Выбрать главу

- Как я по тебе скучаю, сынок!

- Отец, дорогой мой отец!

4

Облачко исчезло, а я оказался в собственном теле, которое дремало в кресле перед телевизором, и тотчас увидел все, что с ним происходило: оно шло по пыльной деревенской дороге, сквозь желтые плешины которой прорастали острые кусочки изумрудной зеленой травы. На вытянутых руках моего тела возлежал мертвый отец. Руки его болтались, как плети, и били по коленям моего тела, мешая ему продвигаться вперед. Седая голова отца запрокинулась и остро торчавший маленький кадык напоминал птичий клюв. Ослепительно сияло летнее солнце, шумела тяжелая листва невидимого леса, откуда, наверное, и доносилось чистое пение райских птиц.

Дорога все становилась уже и круче. Тело мое стало задыхаться и тяжело кашлять. В сплевываемой слюне алела кровь.

- Юлий, ты устал?

- Кто спрашивает меня?

- Твоя мать, Юлий.

- Мамочка, где ты?

- Подними голову, сынок. - Я задрал голову и в ослепительно ярком небе увидел прекрасное лицо матери.

- Мама, я не перестаю любить тебя. Отец сказал, что ты умерла в серафических слоях околоземного пространства. Я не понял его. Объясни мне что это такое?

- Это невозможно объяснить, это надо пережить.

- И ты, мама, не хочешь говорить со мной.

- Взгляни на свои руки... - Я взглянул и увидел, что более половины тела отца покрылось острым золотым оперением и с каждым моим шагом оно покрывалось им все больше и больше.

Через десяток шагов тело отца конвульсивно задергалось, потом

спрыгнуло с моих вытянутых рук и побежало само по пыльной разбитой дороге, размахивая голыми руками и ногами, похожее на страуса в золотом оперении.

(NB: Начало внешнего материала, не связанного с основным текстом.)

PR #8882, opened 2022-07-17
[1.19] Added LivingGravityEvent

MrScautHD:
This PR adding the `LivingGravityEvent` that allow you to change the gravity if the `gravity attribute` not set to `0.08`, (default) that make it easyer to do custom gravity and the player can still change it with the Attribute command.

`TestEvent` is just here that you can check how it works and if this PR get accepted i want to remove it.


TheCurle:
Events are not designed to be fired in anticipation of something; events and handlers are reactionary, and are designed to handle when an event has ALREADY HAPPENED. 

Firing this event, for every entity, on every tick, for no reason, is both poor on performance and poor on API quality.

We'd now have FOUR hooks that do the exact same thing, none of them being "more important" or "easier" than the others, and each with little documentation. 

It'd be confusing for modders, confusing for us, more annoying for us to maintain (since now we have to keep this AND the attribute in line) and worse overall for the quality of Forge's APIs.

Learn how to use attributes instead of doing shit like this.

PR #8884, opened 2022-07-17
Update Gradle to 7.5 (JDK 18 Support)

JT122406:


TheCurle:
We're working on this internally, including reworking ForgeGradle to account for the new features. 

Thanks for the thought, though :P

PR #8890, opened 2022-07-18
Allow faces of an "elements" model to be made emissive

amadornes:
Emissive textures have been a staple of modded Minecraft for some time now, but while we've had the tools to make it happen in code, as well as in OBJ and layered item models, there hasn't been a good way to do it for regular "elements" models.

This PR adds the necessary hooks to `BlockElementFace` and `FaceBakery`, as well as datagen support and a test mod (see image).

Emissivity works natively on both blocks and items that flag their faces as such and does NOT require a special `RenderType`.

image


marchermans (approved):

KnightMiner:
Any reason emissive is a boolean instead of a number 0-15? I have an implementation of this using a custom block model/face bakery which supports a full 0-15 range, allowing you to essentially set the min light level for the block. In other words, if I set to 7, it will show as light level 7 at 0-7, and at the light level from 8-15.

amadornes:
No real reason, no. I may as well do that.

TeamSpen210:
It doesn't look like there's any check on the range of the emissivity value, so users can set it to illegal values, then get an obtuse array-index exception.  Maybe there should be some explicit exceptions raised?

src/main/java/net/minecraftforge/client/ForgeHooksClient.java
```diff
@@ -557,6 +561,15 @@ private static Vector3f getVertexPos(int[] data, int vertex)
         return new Vector3f(x, y, z);
     }
 
+    private static final IQuadTransformer[] EMISSIVE_TRANSFORMERS = Util.make(new IQuadTransformer[16], array -> {
```
marchermans: In the previous commit this was in IQuadTransformer, I would rather see that there again, if at all possible.

Moving it here changes it to an internal API which means that modders need to recreate this trivial logic themselves. It is better to support this natively.

src/main/java/net/minecraftforge/client/model/ItemLayerModel.java
```diff
@@ -95,7 +98,7 @@ public BakedModel bake(IGeometryBakingContext context, ModelBakery bakery, Funct
             TextureAtlasSprite sprite = spriteGetter.apply(textures.get(i));
             var unbaked = UnbakedGeometryHelper.createUnbakedItemElements(i, sprite);
             var quads = UnbakedGeometryHelper.bakeElements(unbaked, $ -> sprite, modelState, modelLocation);
-            if (emissiveLayers.contains(i)) IQuadTransformer.EMISSIVE.processInPlace(quads);
+            if (emissiveLayers.contains(i)) MAX_LIGHTMAP_TRANSFORMER.processInPlace(quads);
```
marchermans: Is this correct?
The emissive layers are emissive if their light level emission strength is not 0.... That should mean we should not just by default inject the max light map, no?

marchermans (changes requested):

src/main/java/net/minecraftforge/client/model/ItemLayerModel.java
amadornes: Yep, it's good. This is for layered items, where it's always been a choice between no emissiveness and max emissiveness (hence why it was originally also a boolean in my PR).

If you check the overall changed files, you'll see this is how it was already implemented. I just reverted it when I took the field out of `IQuadTransformer`. It's been tested and you can see it in action in the mega model test that was part of my original PR.

src/main/java/net/minecraftforge/client/ForgeHooksClient.java
amadornes: As discussed on Discord, I'll put it in a separate helper class to avoid having public fields on the interface.

marchermans (approved):

mcenderdragon:
@amadornes is there a chance we get this also on 1.18 ?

В полном одиночестве, обескураженный и усталый, я стоял на дороге, которой не видно было конца. Я заплакал.

- Сынок, не плачь. Ты все сам скоро поймешь.

Я еще раз задрал голову и опять в ослепительно ярком небе увидел прекрасное лицо матери, а рядом с ним счастливое выражение отца, превратившегося в золотую птицу.

- Сынок, мы теперь навсегда вместе. Навсегда.

- Не исчезайте ! - панически закричал я. - Я не могу жить без вас, возьмите меня с собой.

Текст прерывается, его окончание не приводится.